## What is being asked
Down to the last line, repeat the entries exactly.

BEGIN Dataset excerpts

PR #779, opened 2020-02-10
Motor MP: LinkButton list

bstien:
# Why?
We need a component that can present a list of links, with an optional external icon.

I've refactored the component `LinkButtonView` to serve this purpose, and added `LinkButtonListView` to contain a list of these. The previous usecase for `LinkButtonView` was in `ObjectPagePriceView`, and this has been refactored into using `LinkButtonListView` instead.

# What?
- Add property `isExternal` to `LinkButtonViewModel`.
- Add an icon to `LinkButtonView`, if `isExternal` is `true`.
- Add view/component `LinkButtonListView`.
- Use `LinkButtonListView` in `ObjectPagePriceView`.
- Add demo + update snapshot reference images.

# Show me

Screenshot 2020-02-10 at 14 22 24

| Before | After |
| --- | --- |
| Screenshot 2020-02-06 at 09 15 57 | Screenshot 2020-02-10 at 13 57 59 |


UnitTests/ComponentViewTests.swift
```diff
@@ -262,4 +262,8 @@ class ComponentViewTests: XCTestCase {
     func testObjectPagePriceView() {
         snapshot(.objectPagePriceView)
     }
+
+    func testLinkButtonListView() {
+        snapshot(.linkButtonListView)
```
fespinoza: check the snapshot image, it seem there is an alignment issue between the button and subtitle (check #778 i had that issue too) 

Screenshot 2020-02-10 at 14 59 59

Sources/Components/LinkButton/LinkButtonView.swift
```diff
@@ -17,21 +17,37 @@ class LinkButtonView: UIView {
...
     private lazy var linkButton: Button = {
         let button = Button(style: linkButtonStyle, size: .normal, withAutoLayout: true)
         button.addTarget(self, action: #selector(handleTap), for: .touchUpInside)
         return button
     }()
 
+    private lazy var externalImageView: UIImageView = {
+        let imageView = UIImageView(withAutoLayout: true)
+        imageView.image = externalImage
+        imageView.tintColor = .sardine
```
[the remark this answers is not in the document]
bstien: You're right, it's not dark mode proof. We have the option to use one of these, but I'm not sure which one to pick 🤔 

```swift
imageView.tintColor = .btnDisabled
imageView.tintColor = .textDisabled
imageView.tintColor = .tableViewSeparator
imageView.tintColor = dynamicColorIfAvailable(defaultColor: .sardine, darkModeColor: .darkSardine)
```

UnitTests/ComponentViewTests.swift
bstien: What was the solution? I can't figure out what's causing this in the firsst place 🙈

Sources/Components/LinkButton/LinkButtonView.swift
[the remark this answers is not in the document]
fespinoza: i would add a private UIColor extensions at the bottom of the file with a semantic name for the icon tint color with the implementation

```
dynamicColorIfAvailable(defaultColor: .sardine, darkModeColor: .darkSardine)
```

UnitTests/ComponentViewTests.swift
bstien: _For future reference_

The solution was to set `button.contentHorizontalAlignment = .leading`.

END Dataset excerpts

## Written answer
PR #779, opened 2020-02-10
Motor MP: LinkButton list

bstien:
# Why?
We need a component that can present a list of links, with an optional external icon.

I've refactored the component `LinkButtonView` to serve this purpose, and added `LinkButtonListView` to contain a list of these. The previous usecase for `LinkButtonView` was in `ObjectPagePriceView`, and this has been refactored into using `LinkButtonListView` instead.

# What?
- Add property `isExternal` to `LinkButtonViewModel`.
- Add an icon to `LinkButtonView`, if `isExternal` is `true`.
- Add view/component `LinkButtonListView`.
- Use `LinkButtonListView` in `ObjectPagePriceView`.
- Add demo + update snapshot reference images.

# Show me

Screenshot 2020-02-10 at 14 22 24

| Before | After |
| --- | --- |
| Screenshot 2020-02-06 at 09 15 57 | Screenshot 2020-02-10 at 13 57 59 |


UnitTests/ComponentViewTests.swift
```diff
@@ -262,4 +262,8 @@ class ComponentViewTests: XCTestCase {
     func testObjectPagePriceView() {
         snapshot(.objectPagePriceView)
     }
+
+    func testLinkButtonListView() {
+        snapshot(.linkButtonListView)
```
fespinoza: check the snapshot image, it seem there is an alignment issue between the button and subtitle (check #778 i had that issue too) 

Screenshot 2020-02-10 at 14 59 59

Sources/Components/LinkButton/LinkButtonView.swift
```diff
@@ -17,21 +17,37 @@ class LinkButtonView: UIView {
...
     private lazy var linkButton: Button = {
         let button = Button(style: linkButtonStyle, size: .normal, withAutoLayout: true)
         button.addTarget(self, action: #selector(handleTap), for: .touchUpInside)
         return button
     }()
 
+    private lazy var externalImageView: UIImageView = {
+        let imageView = UIImageView(withAutoLayout: true)
+        imageView.image = externalImage
+        imageView.tintColor = .sardine
```
[the remark this answers is not in the document]
bstien: You're right, it's not dark mode proof. We have the option to use one of these, but I'm not sure which one to pick 🤔 

```swift
imageView.tintColor = .btnDisabled
imageView.tintColor = .textDisabled
imageView.tintColor = .tableViewSeparator
imageView.tintColor = dynamicColorIfAvailable(defaultColor: .sardine, darkModeColor: .darkSardine)
```

UnitTests/ComponentViewTests.swift
bstien: What was the solution? I can't figure out what's causing this in the firsst place 🙈

Sources/Components/LinkButton/LinkButtonView.swift
[the remark this answers is not in the document]
fespinoza: i would add a private UIColor extensions at the bottom of the file with a semantic name for the icon tint color with the implementation

```
dynamicColorIfAvailable(defaultColor: .sardine, darkModeColor: .darkSardine)
```

UnitTests/ComponentViewTests.swift
bstien: _For future reference_

The solution was to set `button.contentHorizontalAlignment = .leading`.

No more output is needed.